TASK DESCRIPTION | Look for the string "tree" in the listing. Copy each line that has it.

RAW DATA |

___

PR #537, opened 2015-05-19
Change to active status should recursively move up tree

JordanCheney:
Now that the page configuration can include multiple levels of headers and pages setting an item to active should recursively set all items in that tree to active.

___

SOLUTION |
Change to active status should recursively move up tree
Now that the page configuration can include multiple levels of headers and pages setting an item to active should recursively set all items in that tree to active.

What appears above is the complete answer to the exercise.